Aan de voet van de heuvel ligt de militaire begraafplaats. Tussen de grote werkzaamheden door baan ik mij een weg tussen de ontelbare grafzerken. Het valt me op dat er nagenoeg geen enkele naam staat in gebeiteld. Slechts op één ervan vind ik een naambordje met foto. De helden van de slag bij Dien Bien Phu zijn naam- en gezichtsloos. Jonge mannen, allen anoniem gestorven voor het vaderland. Uit eerbetoon steek ik enkel wierookstokjes aan.
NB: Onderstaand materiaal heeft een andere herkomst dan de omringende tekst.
PR #930, opened 2017-04-23
Clarify byteStride restrictions

lexaknyazev:
No syntax or semantic changes, just more verbose description.

### DIFF
--- a/specification/2.0/schema/mesh.primitive.schema.json
+++ b/specification/2.0/schema/mesh.primitive.schema.json
@@ -17,7 +17,7 @@
         "indices": {
             "allOf": [ { "$ref": "glTFid.schema.json" } ],
             "description": "The index of the accessor that contains the indices.",
-            "gltf_detailedDescription": "The index of the accessor that contains mesh indices.  When this is not defined, the primitives should be rendered without indices using `drawArrays()`.  When defined, the accessor must contain indices: the `bufferView` referenced by the accessor must have a `target` equal to 34963 (ELEMENT_ARRAY_BUFFER); a `byteStride` that is tightly packed, i.e., 0 or the byte size of `componentType` in bytes; `componentType` must be 5121 (UNSIGNED_BYTE), 5123 (UNSIGNED_SHORT) or 5125 (UNSIGNED_INT), the latter is only allowed when `OES_element_index_uint` extension is used; `type` must be `\"SCALAR\"`."
+            "gltf_detailedDescription": "The index of the accessor that contains mesh indices.  When this is not defined, the primitives should be rendered without indices using `drawArrays()`.  When defined, the accessor must contain indices: the `bufferView` referenced by the accessor should have a `target` equal to 34963 (ELEMENT_ARRAY_BUFFER); `componentType` must be 5121 (UNSIGNED_BYTE), 5123 (UNSIGNED_SHORT) or 5125 (UNSIGNED_INT), the latter may require enabling additional hardware support; `type` must be `\"SCALAR\"`."
         },
         "material": {
             "allOf": [ { "$ref": "glTFid.schema.json" } ],
--- a/specification/2.0/README.md
+++ b/specification/2.0/README.md
@@ -584,7 +584,7 @@ When nor `sparse`, neither `bufferView` is defined, `min` and `max` properties c
 
 The offset of an `accessor` into a `bufferView` (i.e., `accessor.byteOffset`) and the offset of an `accessor` into a `buffer` (i.e., `accessor.byteOffset + bufferView.byteOffset`) must be a multiple of the size of the accessor's component type.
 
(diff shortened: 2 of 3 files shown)


specification/2.0/schema/mesh.primitive.schema.json
```diff
@@ -17,7 +17,7 @@
...
-            "gltf_detailedDescription": "The index of the accessor that contains mesh indices.  When this is not defined, the primitives should be rendered without indices using `drawArrays()`.  When defined, the accessor must contain indices: the `bufferView` referenced by the accessor must have a `target` equal to 34963 (ELEMENT_ARRAY_BUFFER); a `byteStride` that is tightly packed, i.e., 0 or the byte size of `componentType` in bytes; `componentType` must be 5121 (UNSIGNED_BYTE), 5123 (UNSIGNED_SHORT) or 5125 (UNSIGNED_INT), the latter is only allowed when `OES_element_index_uint` extension is used; `type` must be `\"SCALAR\"`."
+            "gltf_detailedDescription": "The index of the accessor that contains mesh indices.  When this is not defined, the primitives should be rendered without indices using `drawArrays()`.  When defined, the accessor must contain indices: the `bufferView` referenced by the accessor should have a `target` equal to 34963 (ELEMENT_ARRAY_BUFFER); `componentType` must be 5121 (UNSIGNED_BYTE), 5123 (UNSIGNED_SHORT) or 5125 (UNSIGNED_INT), the latter may require enabling additional hardware support; `type` must be `\"SCALAR\"`."
```
bghgary: > a `byteStride` that is tightly packed, i.e., 0 or the byte size of `componentType` in bytes

Why is this no longer a requirement?

lexaknyazev: It never was _a requirement_. I don't think that there's any use case for this field except interleaved vertex attribs. So it would be safer to limit its usage explicitly.

lexaknyazev: The description of `bufferView.byteStride` was also refined to reflect this:
https://github.com/KhronosGroup/glTF/blob/5e387210ab4cebc6427e1fca609b1919c7a7495e/specification/2.0/schema/bufferView.schema.json#L29

bghgary: Are we saying byteStride is only for vertex attributes which means it will be ignored (or not allowed) for other data? If so, maybe this needs some description in the data alignment section?

lexaknyazev: From [Buffers and Buffer Views](https://github.com/KhronosGroup/glTF/tree/2.0/specification/2.0#buffers-and-buffer-views):
> Buffer view could have `byteStride` property. It means byte-distance between consequential elements. This field is defined only for buffer views that contain vertex attributes.

lexaknyazev: It was discussed in #827.

bghgary: Okay, sounds good.

lexaknyazev: I tried to evaluate other usages, but I don't think they are useful:

- Interleaving index buffer data isn't supported by GPUs.
- Interleaving images makes no sense at all.
- Interleaving animation inputs/outputs or sparse indices with sparse values could work, but complicates implementation w/o any clear benefit (or maybe I'm wrong and it exists?)
- Interleaving skin's IBM matrices doesn't seem to be reasonable, too.

The main intent of #827 changeset was to simplify Vulkan vertex bindings by requiring the same stride value across all accessors that use the same buffer view.

Is it clear, that in case of omitted (zero) `bufferView.byteStride` that restriction still applies? Otherwise, I can elaborate a bit more on it in the README.

bghgary: > Is it clear, that in case of omitted (zero) bufferView.byteStride that restriction still applies? 

My understanding from the text is that if byteStride is zero, then effectively byteStride is deduced from the type/componentType of the accessor that references it. If you are saying that accessors using the same bufferView must still use the same byteStride even when byteStride is zero, then no, I don't think that's clear, but I also don't see why anyone would do this.

lexaknyazev: If different accessors have different "deduced" stride, than "byte-distance between consequential elements" isn't the same accross buffer view which undermines its purpose.

More robust approach would be to require `byteStride` when more than one vertex attribute accessor use the same buffer view.

bghgary: > require `byteStride` when more than one vertex attribute accessor use the same buffer view

Sounds good to me. My guess is that, in practice, none of this will matter since I don't see why anyone would point multiple accessors to the same bufferView with different "deduced" strides.

lexaknyazev: > I don't see why anyone would point multiple accessors to the same bufferView with different "deduced" strides

My point is that such layout must be forbidden, so implementations won't need to "fix" it before uploading to GPU.

bghgary: Fair point. I was thinking too much about exporting.

PR #934, opened 2017-04-28
Add note to the pbrMetallicRoughness schema

lilleyse:
Copied this note from the `emissiveFactor` to the other factors:

>  If an emissiveTexture is specified, this value is multiplied with the texel values.

Feel free to edit the wording.


bghgary:
Thanks @lilleyse!

While reviewing your changes, I also noticed we missed specifying the color space for emissiveFactor. Would you mind adding that to your PR?

```
The RGB components of the emissive color of the material. These values are linear. If an emissiveTexture is specified, this value is multiplied with the texel values.
```

lilleyse:
Updated.

PR #1868, opened 2020-09-22
Added note about IOR and roughness for transmission

elalish:
I don't consider this a spec change so much as increased clarity, as this is a natural conclusion to draw from the physics. However, calling it out is important as it might not be obvious that IOR would affect the amount of roughness blur.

Tot slot bezoek ik nog het oorlogsmonument dat vanop grote afstand te zien is en dat als een soort feniks over de stad heen kijkt. Honderden treden leiden me ernaar toe. Het geheel voelt wat artificieel aan. Ook de massieve, betonnen muur die de evocatie van het oorlogsverleden moet oproepen, mist enige menselijke ziel. De slag bij Dien Bien Phu mag dan wel een beslissende rol hebben gespeeld in het koloniale verhaal, de manier hoe ze dat verleden willen bewaren voor het nageslacht straalt weinig creativiteit uit. Misschien brengt de herdenking van volgend jaar daar alsnog verandering in…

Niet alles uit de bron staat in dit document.